TO DO = Please reproduce the entire listing exactly.

++++ INFORMATION SHOWN

PR #2027, opened 2026-07-21
feat: support importing merge automation data

bhearsum:
I'm working on some enhancements to merge automation; being able to import this data from production would be helpful.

++++++++

EXERCISE RESULT =
PR #2027, opened 2026-07-21
feat: support importing merge automation data

bhearsum:
I'm working on some enhancements to merge automation; being able to import this data from production would be helpful.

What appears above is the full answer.